"And neither you nor Adam nor the others thought to search this dog-hole of mine?"
"Lord love ye—no, Mart'n! How should three men hide here?"
"Three men? Aye, true enough!" says I, clasping my head to stay the rush and hurry of my thoughts.
"Come aloft, pal, 'tis a fair evening and the fine folk all a-supping in the great cabin. Come into the air."
"Yes," I nodded, "yes, 'twill clear my head and I must think, Godby, I must think. Reach me my doublet," says I, for now I felt myself all shivering as with cold. So Godby took up the garment where it lay and held it out to me; but all at once let it fall and, drawing back, stood staring down at it, and all with never a word; whiles I sat crouched upon my bed, my head between my clenched fists and my mind reeling beneath the growing horror of the thought that filled me. And now, even as this thought took dreadful shape and meaning—even as suspicion grew to certainty, I heard Godby draw a gasping breath, saw him reach a stealthy, fumbling hand behind him and open the door, and then, leaping backwards, he was swallowed in the dark, and with a hurry of stumbling feet, was gone.

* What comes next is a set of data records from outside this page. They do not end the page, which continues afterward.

PR #4070, opened 2025-08-19
perf(levm): improve perf of calldataload, calldatacopy,  extcodecopy, codecopy, returndatacopy

edg-l:
**Motivation**

improve perf of calldataload, calldatacopy, extcodecopy, codecopy, returndatacopy

(left is this pr, right is main)

image

### DIFF
--- a/crates/vm/levm/src/opcode_handlers/environment.rs
+++ b/crates/vm/levm/src/opcode_handlers/environment.rs
@@ -204,7 +204,7 @@ impl<'a> VM<'a> {
 
         // Happiest fast path, copy without an intermediate buffer because there is no need to pad 0s and also size doesn't overflow.
         if let Some(code_offset_end) = code_offset.checked_add(size) {
-            if code_offset_end < current_call_frame.bytecode.len() {
+            if code_offset_end <= current_call_frame.bytecode.len() {
                 #[expect(unsafe_code, reason = "bounds checked beforehand")]
                 let slice = unsafe {
                     current_call_frame
--- a/crates/vm/levm/src/opcode_handlers/environment.rs
+++ b/crates/vm/levm/src/opcode_handlers/environment.rs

But I scarcely heeded his going or the manner of it, so stunned was I by the sudden realisation of the terror that had haunted my ghastly slumbers and evil wakings, a terror that (if my dreadful speculations were true) was very real after all, a peril deadly and imminent.
The truth of which I now (and feverishly) set myself to prove beyond all doubt, and reached for the lanthorn. Now in so doing my foot caught in the doublet lying where Godby had dropped it, and I picked it up out of the way; but as I lifted it into the light I let it fall again (even as Godby had done): and now, staring down at it, felt my flesh suddenly a-creep for, as it lay there at my feet, I saw upon one sleeve a great, dark stain that smeared it up from wrist to elbow—the hideous stain of new-spilt blood.